Labor Costs for Direct Care Workers
This document explains a methodology to provide greater insight into labor costs for direct care workers. This approach was developed by the U.S. Department of Labor’s Chief Economist for discussion purposes and is based entirely on easily accessible, publicly available data from the Bureau of Labor Statistics.
Wages, total compensation, and job openings were considered for two direct care occupations: home health aides and personal care aides. Wages, compensation, and job openings were also considered for eight alternative occupations that have similar requirements for entry to those of direct care occupations. These eight alternative occupations comprise a core set of occupations, apart from direct care, that potential direct care workers might go into. Employers who have job openings in these occupations are “competing” with employers of home health aides and personal care aides for workers.

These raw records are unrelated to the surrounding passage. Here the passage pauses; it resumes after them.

PR #2458, opened 2025-05-27
Added OpenQASM samples into the VSCode Playground

DmitryVasilevsky:
Added OpenQASM samples into the VSCode Playground
- OpenQASM samples added to "Samples (OpenQASM)" folder
- Existing folder with Q# samples is renamed to "Samples (Q#)"

image

### DIFF
--- a/vscode/src/memfs.ts
+++ b/vscode/src/memfs.ts
@@ -70,7 +70,7 @@ function populateSamplesFolder(
     const sanitized_file_name = sample.title.replace(/\W/g, ""); // Remove non-word characters
     vfs.writeFile(
       playgroundRootUri.with({
-        path: `/${folder}/${sanitized_file_name}.${extension}`,
+        path: `/${folder}/${sanitized_file_name}${extension}`,
       }),
       encoder.encode(sample.code),
       { create: true, overwrite: true },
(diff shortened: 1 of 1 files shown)


vscode/src/memfs.ts
```diff
@@ -33,28 +34,49 @@ For more information about the Azure Quantum Development Kit,
...
+  extension: string,
+) {
+  vfs.createDirectory(playgroundRootUri.with({ path: `/${folder}` }));
   samples.forEach((sample) => {
     const sanitized_file_name = sample.title.replace(/\W/g, ""); // Remove non-word characters
     vfs.writeFile(
-      playgroundRootUri.with({ path: `/samples/${sanitized_file_name}.qs` }),
+      playgroundRootUri.with({
+        path: `/${folder}/${sanitized_file_name}${extension}`,
+      }),
```
swernli, line 75: would it be reasonable to use the structure `samples/qsharp/*.qs` and `samples/openqasm/*.qasm` instead? I think that will look cleaner than having `samples_qsharp` and `samples_openqasm`.

DmitryVasilevsky: I renamed folders, probably better with these names. Looks like the virtual file system supports fancy names.

swernli (approved):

The eight alternative occupations were selected based on information available in the Occupational Outlook Handbook from the Bureau of Labor Statistics (BLS). Like direct care work, these eight alternative occupations require no formal educational credential for entry, require only short-term on the job training, had median pay in 2015 less than $25,000, and are projected to see at least 50,000 new jobs over the next decade. The occupations that met this criteria were: retail salespersons; cashiers; combined food preparation and serving workers, including fast food; waiters and waitresses; janitors and cleaners, except maids and housekeeping cleaners; stock clerks and order fillers; maids and housekeeping cleaners; and food preparation workers.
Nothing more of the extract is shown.